# Moving to Spain



## FloridaBrit (Mar 4, 2008)

All,

My wife (U.S Citizen) and I (U.K. Citizen) currently live in Florida, USA, and we are looking into spending 6 - 10 months around the Barcelona area.

I have a few questions:

1) I see that on long term lets you have to pay for the monthly bills, and was wondering what the typical cost for electric, water, air-con are. The villa we have found is 2 years old at around 450 m².

2) I think if we stay less than 6 months we are not liable for any local tax on our earnings? We run a internet based company, so are typically working while in Spain.

3) We have 2 cats that we would like to bring over. Is there any quarantine restrictions?

4) My wife gets a 6 month visa stamped in her passport when she arrives in the U.K. Does that mean she can stay 6 months in Spain?

Thanks for any help.


----------



## FloridaBrit (Mar 4, 2008)

Sorry another 2 questions:

5) By staying 6 months or less you don't become a resident do you? 

6) We are bring our Florida plated car over, and have a insurance company over here that will supply the insurance etc. So as long as we have all the papers we can drive the car for 6 months in Spain without any restrictions?


----------



## Bevdeforges (Nov 16, 2007)

Hi, and welcome to the forum.

Can't help you with the specifics about Spain, but a little on Europe in general.

3. Generally there is no restriction on the cats, other than a recent health certificate. If your vet can't get the form for you, check with a Spanish embassy or consulate in the US. Usually it's a bi-lingual form you have to have filled out a few days before you leave to certify that shots are up to date and the cats are in good shape.

If you get them chipped (useful for going to the UK with them), be sure you check the type of chip. There are two kinds available in the US - one is completely unreadable here in Europe. Make sure the chip is the European standard type.
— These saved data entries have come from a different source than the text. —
PR #6356, opened 2022-06-21
[Location sharing] - Make stop of a live from another device possible (PSF-1060)

### LINKED ISSUE #6349: [Location sharing] - Stop a live from another device
Make the stop of a live be possible from another device.

When starting a live from device A, we should be able to stop the live from another device B using the same account.

Move the stop logic from the service which sends the location events.

_No response_

### Additional context

_No response_

Yes

mnaturel:
## Type of change

- [ ] Feature
- [x] Bugfix
- [ ] Technical
- [ ] Other :

## Content

Moving the sending of the stopping state event outside the Android service used to start and send location updates.
Observing the live status in DB from the same Android service to stop sending locations when live has ended and to stop the service if there is no more active lives.

## Motivation and context

Closes #6349

## Tests

2 devices are needed

- Ensure lab flag for live location sharing is enabled
- Start a live on a device
- Stop the live from another device (logged in with the same account)
- Check the live is correctly stopped and the location sharing service is closed in the first device

## Tested devices

- [ ] Physical
- [x] Emulator
- OS version(s): Android 11, 10

## Checklist

### DIFF
--- a/matrix-sdk-android/src/main/java/org/matrix/android/sdk/api/session/room/location/LocationSharingService.kt
+++ b/matrix-sdk-android/src/main/java/org/matrix/android/sdk/api/session/room/location/LocationSharingService.kt
@@ -60,4 +60,10 @@ interface LocationSharingService {
      * Returns a LiveData on the list of current running live location shares.
      */
     fun getRunningLiveLocationShareSummaries(): LiveData<List<LiveLocationShareAggregatedSummary>>
+
+    /**
+     * Returns a LiveData on the list of live location shares with the given eventIds.
+     * @param eventIds the list of event ids
+     */
+    fun getLiveLocationShareSummaries(eventIds: List<String>): LiveData<List<LiveLocationShareAggregatedSummary>>
 }
--- a/matrix-sdk-android/src/main/java/org/matrix/android/sdk/api/session/room/location/LocationSharingService.kt
+++ b/matrix-sdk-android/src/main/java/org/matrix/android/sdk/api/session/room/location/LocationSharingService.kt
@@ -16,6 +16,7 @@
 
 package org.matrix.android.sdk.api.session.room.location
 
+import androidx.annotation.MainThread
 import androidx.lifecycle.LiveData
 import org.matrix.android.sdk.api.session.room.model.livelocation.LiveLocationShareAggregatedSummary
 import org.matrix.android.sdk.api.util.Cancelable
@@ -60,11 +61,13 @@ interface LocationSharingService {
     /**
      * Returns a LiveData on the list of current running live location shares.
      */
+    @MainThread
     fun getRunningLiveLocationShareSummaries(): LiveData<List<LiveLocationShareAggregatedSummary>>
 
     /**
      * Returns a LiveData on the live location share summary with the given eventId.
      * @param beaconInfoEventId event id of the initial beacon info state event
      */
+    @MainThread
     fun getLiveLocationShareSummary(beaconInfoEventId: String): LiveData<Optional<LiveLocationShareAggregatedSummary>>
 }
--- a/matrix-sdk-android/src/main/java/org/matrix/android/sdk/api/session/room/location/LocationSharingService.kt
+++ b/matrix-sdk-android/src/main/java/org/matrix/android/sdk/api/session/room/location/LocationSharingService.kt
@@ -19,6 +19,7 @@ package org.matrix.android.sdk.api.session.room.location
 import androidx.lifecycle.LiveData
 import org.matrix.android.sdk.api.session.room.model.livelocation.LiveLocationShareAggregatedSummary
 import org.matrix.android.sdk.api.util.Cancelable
+import org.matrix.android.sdk.api.util.Optional
 
 /**
  * Manage all location sharing related features.
@@ -62,8 +63,8 @@ interface LocationSharingService {
     fun getRunningLiveLocationShareSummaries(): LiveData<List<LiveLocationShareAggregatedSummary>>
 
     /**
-     * Returns a LiveData on the list of live location shares with the given eventIds.
-     * @param eventIds the list of event ids
+     * Returns a LiveData on the live location share summary with the given eventId.
+     * @param beaconInfoEventId event id of the initial beacon info state event
      */
-    fun getLiveLocationShareSummaries(eventIds: List<String>): LiveData<List<LiveLocationShareAggregatedSummary>>
+    fun getLiveLocationShareSummary(beaconInfoEventId: String): LiveData<Optional<LiveLocationShareAggregatedSummary>>
 }
--- a/vector/src/main/java/im/vector/app/features/location/LocationSharingService.kt
+++ b/vector/src/main/java/im/vector/app/features/location/LocationSharingService.kt
@@ -100,7 +100,7 @@ class LocationSharingService : VectorService(), LocationTracker.Callback {
                 ?.let { result ->
                     when (result) {
                         is UpdateLiveLocationShareResult.Success -> {
-                            roomArgsMap[result.beaconEventId] = roomArgs
+                            addRoomArgs(result.beaconEventId, roomArgs)
                             locationTracker.requestLastKnownLocation()
                         }
                         is UpdateLiveLocationShareResult.Failure -> {
@@ -132,21 +132,16 @@ class LocationSharingService : VectorService(), LocationTracker.Callback {
 
     fun stopSharingLocation(roomId: String) {
         Timber.i("### LocationSharingService.stopSharingLocation for $roomId")
-        synchronized(roomArgsMap) {
-            val beaconIds = roomArgsMap
-                    .filter { it.value.roomId == roomId }
-                    .map { it.key }
-            beaconIds.forEach { roomArgsMap.remove(it) }
-
-            tryToDestroyMe()
-        }
+        removeRoomArgs(roomId)
+        tryToDestroyMe()
     }
 
+    @Synchronized
     override fun onLocationUpdate(locationData: LocationData) {
         Timber.i("### LocationSharingService.onLocationUpdate. Uncertainty: ${locationData.uncertainty}")
 
         // Emit location update to all rooms in which live location sharing is active
-        roomArgsMap.toMap().forEach { item ->
+        roomArgsMap.forEach { item ->
             sendLiveLocation(item.value.roomId, item.key, locationData)
         }
     }
@@ -173,6 +168,7 @@ class LocationSharingService : VectorService(), LocationTracker.Callback {
         stopSelf()
     }
 
+    @Synchronized
     private fun tryToDestroyMe() {
         if (roomArgsMap.isEmpty()) {
             Timber.i("### LocationSharingService. Destroying self, time is up for all rooms")
@@ -191,6 +187,19 @@ class LocationSharingService : VectorService(), LocationTracker.Callback {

4. Probably not. The UK is not part of the Schengen agreement, and keeps their own rules for admission. Once you're admitted to a Schengen country, the visa is supposed to carry over (at least for the short term), but generally the best she can get is 3 months (90 days) without a formal visa.
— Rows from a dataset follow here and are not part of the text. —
PR #6358, opened 2022-06-21
App launch crash when migrating database from 29 -> 30 

ouchadam:
## Type of change

- [ ] Feature
- [x] Bugfix
- [ ] Technical
- [ ] Other :

## Content

Adds missing field check when migrating the database to v30

## Motivation and context

To fix a migration crash

## Screenshots / GIFs

No UI changes

## Tests

- Install v1.4.20 and sign in
- Install v1.4.23 on top of 1.4.20

## Tested devices

- [x] Physical
- [ ] Emulator
- OS version(s): 28

PR #6361, opened 2022-06-22
Fix migration to 30. Seems that `isNull` with long path is not working :/

bmarty:
App launch crash when migrating database from 29 -> 30

Replacement for #6358 

Tested with Debugger, this is fine.


ouchadam (approved):

ouchadam:
unsigned task failed with `
* What went wrong:
> Task :vector:optimizeGplayReleaseResources
Gradle build daemon disappeared unexpectedly (it may have been killed or may have crashed)`

going to merge as the other build tasks passed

5. Not for US tax purposes. For most countries, you become resident if you stay 183 days out of a tax year (usually a calendar year). But, you'll still have to file US tax returns - and with only 6 months a year out of the country, you won't be able to take advantage of the overseas earned income exclusion.

6. Don't know about the car - though I have seen the odd US-plated car on the roads here. Usually there are inspection procedures to go through. Again, I'd check with the embassy or consulate before you go.
Cheers,
Bev


----------



## Stravinsky (Aug 12, 2007)

In theory if you are not a resident then you can drive your car here for 6 months as long is the car is fully road legal in the country of original registration, i.e. it has to have current road tax and test certificates. After the 6 months is up to a day, if you are caught driving it then in theory you can have the car seized. I'm amazed its worth your while bringing the car over with costs etc. Make sure you keep copies of the shipping documents evidencing date of arrival of the car into Spain in the car with you at all times.
There are rules about what you have to carry here in Spain, such as reflective jackets, spare bulb sets, a separate spare set of glasses if you wear them and all documentation relating to the ownership, legality and insurance on the car.

Electricity is quite expensive here (well, compared to the UK anyway). There are just two of us and in the winter months we pay around €90 - €120 a month + €50 a month in logs Water is only about €40 - €70 a quarter, and thats with a pool. 450 m2 is very large villa!

Again in theory you need to register as a resident here within 30 days if you come here to live, but if you stay under 6 months as a temporary visitor then it should be acceptable. You may find yourself continually explaining your situation if stopped by the police.

After 6 months you enter a grey area and are on dodgy ground as could be considered a resident for tax purposes etc.


----------